Abstract : The Strategic Environmental Research and Development Program (SERDP) and the Environmental Security Technology Certification Program (ESTCP) are the Department of Defense's (DoD) environmental research programs (herein referred to as The Programs ), harnessing the latest science and technology to improve DoD s environmental performance, reduce costs, and enhance and sustain mission capabilities. The Programs fund basic and applied research as well as field demonstration and validation efforts. For additional information, refer to www.serdp-estcp.org.

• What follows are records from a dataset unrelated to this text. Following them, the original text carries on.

Issue #1102, opened 2022-11-03
NKAI does nothing


Nordsoft91:
NKAI has few heroes standing on their positions whole game.
See attached save (vcmieagles) 
[NKAI_does_nothing.zip](https://github.com/vcmi/vcmi/files/9931307/NKAI_does_nothing.zip)

Here is possible army to purchase after capturing its town (resourceful mod was enabled, no issues with gold)
<img width="754" alt="Снимок экрана 2022-11-03 в 20 36 20" src="https://user-images.githubusercontent.com/9308612/199781853-a06deb16-d393-46a1-ac52-d4b30f4e5b75.png">

PR #1121, opened 2022-11-10
#1102 - NKAI: one more freeze - no mains with strong army

nullkiller:


AI/Nullkiller/Behaviors/BuyArmyBehavior.cpp
```diff
@@ -57,8 +57,7 @@ Goals::TGoalVec BuyArmyBehavior::decompose() const
 				continue;
 			}
 
-			if(ai->nullkiller->heroManager->getHeroRole(targetHero) == HeroRole::MAIN
-				&& targetHero->getArmyStrength() >= 300)
```
nullkiller, line 61: Removed a hack. A way more complicated logic is actually needed here

Nordsoft91: am I correctly understand that now all army will be consolidated under single hero?

nullkiller: No, but this thing prevented AI from buying army from town. The idea was to prefer types of army suitable for main hero. This needs better logic.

This workshop focused on the research needed to more efficiently deal with the long term management and lengthy restoration of complex sites, with overall objectives to (1) review the current status of complex sites, expectations for restoration, and how they are managed, (2) identify options for achieving restoration goals more efficiently over longer periods of time, (3) prioritize the research and demonstrations needed to show that restoration goals can be achieved more efficiently over longer periods of time, and to develop the new technologies needed to support that paradigm, and (4) promote cooperation with other federal agencies to fund the needed work most efficiently. Approximately 60 invited personnel representing DoD remedial program managers (RPMs), federal and state regulators, engineers, researchers, industry representatives, and consultants were in attendance. Two breakout sessions, each with four working groups, facilitated discussions of the current state of the science and ranking of research, demonstration and technology transfer needs for four areas: enhanced attenuation, long term monitoring, predictive modeling, and emerging contaminants. The research, demonstration and technology transfer needs were prioritized in each work group (Table E-1).